Following exposure to the restriction endonuclease, the DNA sample is analyzed to detect the presence or absence of cleavage fragments diagnostic for the selected mutation, for example by electrophoretic separation of DNA fragments. In a preferred embodiment, the DNA is electrophoresed on an agarose gel containing ethidium bromide. Endonuclease Fnu 4HI cleaves the normal plasminogen sequence at the codon for Ala-601. The presence of the Thr-601 mutation prevents this cleavage, resulting in no change in fragment size following exposure to the enzyme. Priming in the introns flanking the codon for amino acid 601 as disclosed in more detail below resulted in amplification of a ~340 bp fragment. The normal sequence could be cleaved by Fnu 4HI to yield fragments of about 240 bp and 100 bp. Also, as discussed in more detail below, the mutation of Val-355 to Phe can be detected by amplifying a ~390 bp fragment, digesting the amplified DNA with Ava II and analyzing the digested DNA. The Phe-355 mutation results in the presence of a 360 bp fragment, which is not present in the Ava II digest of wild-type DNA. The methods described herein are well suited to clinical use. In particular, the combination of the polymerase chain reaction and restriction analysis can be used to diagnose the specific plasminogen abnormality at the DNA level in a rapid and straightforward manner. Partial purification of genomic DNA from leukocytes takes several hours, and amplification by the polymerase chain reaction takes about three hours. Restriction digestion of the amplified DNA and its analysis on agarose gels require about one hour or less each. Therefore, the entire diagnostic procedure can be performed in a single day.

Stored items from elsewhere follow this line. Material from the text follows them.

PR #7366, opened 2022-06-25
Use sqldelight for direct db calls in `MangaPresenter`

AntsyLich:


app/src/main/java/eu/kanade/tachiyomi/ui/manga/MangaPresenter.kt
```diff
@@ -678,16 +709,21 @@ class MangaPresenter(
...
-                                db.insertTrack(track).executeAsBlocking()
+                                val track = it.track ?: return@async null
+
+                                val updatedTrack = it.service.refresh(track)
 
-                                if (it.service is EnhancedTrackService) {
+                                val domainTrack = updatedTrack.toDomainTrack() ?: return@async null
+                                insertTrack.await(domainTrack)
+
+                                (it.service as? EnhancedTrackService).let { _ ->
```
arkon, line 721: Shouldn't it be `?.let`?

AntsyLich:
Pr still needs testing. Forgot to make this a draft since I was in a hurry.

PR #7389, opened 2022-06-27
RateLimitInterceptor: ignore canceled calls

stevenyomi:
This prevents large numbers of canceled thumbnail requests from jamming the interceptor and slowing down subsequent requests.

Probably backport to Stable?


arkon:
Probably want to do it for the specific host interceptor too.

stevenyomi:
> Probably want to do it for the specific host interceptor too.

Done.

PR #7411, opened 2022-06-29
DownloadProvider: Only provide necessary info and not whole chapter/m…

AntsyLich:
…anga class


app/src/main/java/eu/kanade/tachiyomi/data/download/DownloadCache.kt
```diff
@@ -65,23 +65,31 @@ class DownloadCache(
...
-            val source = sourceManager.getOrStub(manga.source)
-            return provider.findChapterDir(chapter, manga, source) != null
+            val source = sourceManager.getOrStub(sourceId)
+            return provider.findChapterDir(chapterName, chapterScanlator, mangaTitle, source) != null
         }
 
         checkRenew()
 
-        val sourceDir = rootDir.files[manga.source]
+        val sourceDir = rootDir.files[sourceId]
```
arkon, line 88: You need to update `renew` so that the keys are actually the source ID. That said, it should probably still be the name given that the actual folder names are the source names and not the IDs.

arkon (changes requested):

app/src/main/java/eu/kanade/tachiyomi/data/download/DownloadCache.kt
AntsyLich: `manga.source` is the source id

PR #7412, opened 2022-06-29
Reimplement chapter download indicator longpress

AntsyLich:


arkon:
For reference: https://issuetracker.google.com/issues/201550983

PR #7454, opened 2022-07-04
Use Compose for Category screen

ghostbear:
| Categories | Create Dialog | Rename Dialog | Delete Dialog |
|-------|-------|-------|-------|
| image | image | image | image |

Currently missing drag n drop but could be added either with an external well-maintained library or wait until Compose support it officially


vengiare:
Can you tap the title to edit category name, or is it explicitly just the edit button?

PR #7475, opened 2022-07-07
Reset lastPageRead when chapter is marked unread

ghostbear:
Creates interactor to change read status on chapters as it currently behaves differently on different screens and it even behaves differently than it did before Manga screen rewrite and places where SQLDelight is used

Behaviour before any changes https://github.com/tachiyomiorg/tachiyomi/blob/e3b1053c03da17c8c1b66f1914251707134e84a9/app/src/main/java/eu/kanade/tachiyomi/ui/manga/MangaPresenter.kt#L458-L464


app/src/main/java/eu/kanade/tachiyomi/ui/manga/MangaPresenter.kt
```diff
@@ -525,12 +527,10 @@ class MangaPresenter(
      */
     fun markChaptersRead(chapters: List<DomainChapter>, read: Boolean) {
         presenterScope.launchIO {
-            val modified = chapters.filterNot { it.read == read }
-            modified
-                .map { ChapterUpdate(id = it.id, read = read) }
-                .let { updateChapter.awaitAll(it) }
+            val filtered = chapters.filterNot { it.read == read }
+            setReadStatus.awaitAll(filtered, read)
             if (read && preferences.removeAfterMarkedAsRead()) {
```
arkon, line 532: Isn't this handled in SetReadStatus?

ghostbear: Yes, and I fixed it right before this comment

PR #7493, opened 2022-07-09
Reinstate in-app language picker

ivaniskandar:
Also add required config for android 13 system picker

~Draft because~ minor layout direction issue on compose screens. Current workaround is to do full restart/manual activity recreate ([b/236538894](https://issuetracker.google.com/issues/236538894))


arkon:
Will have to rebase since I merged #7754.

PR #7533, opened 2022-07-15
Add Kdrama

beyond3dartist:
please ad Kdrama as well from kissasian


CarlosEsco:
This isn't a video player app.

PR #8292, opened 2022-10-26
Use `Channel` in Download cache

AntsyLich:
Co-Authored-By: Andreas <6576096+ghostbear@users.noreply.github.com>


app/src/main/java/eu/kanade/tachiyomi/data/download/DownloadCache.kt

As briefly described above, suitable kits for diagnosing these plasminogen mutations contain oligonucleotide primers, Taq DNA polymerase, an appropriate restriction enzyme, buffers, and normal (control) DNA in appropriate packaging.
The following examples are offered by way of illustration, and not by way of limitation.
EXPERIMENTAL
Taq DNA polymerase was obtained from New England Biolabs and The Perkin Elmer Corporation (Norwalk, Conn.). Restriction endonucleases and T4 DNA ligase were purchased from Bethesda Research Laboratories (Gaithersburg, Md.) or New England Biolabs. The Klenow fragment of Escherichia coli DNA polymerase, bacterial alkaline phosphaLase, ATP, deoxynucleotides, dideoxynucleotides, M13mp18, and M13mp19 were supplied by Bethesda Research Laboratories. dATP[α-35S] was provided by Amersham (Chicago, 111.).
Oligonucleotides were synthesized using a nucleotide synthesizer (Applied Biosystems, Foster City, Calif.) and kindly supplied by Drs. Patrick S.H. Chou , Yim Foon Lee and Jeff Harris.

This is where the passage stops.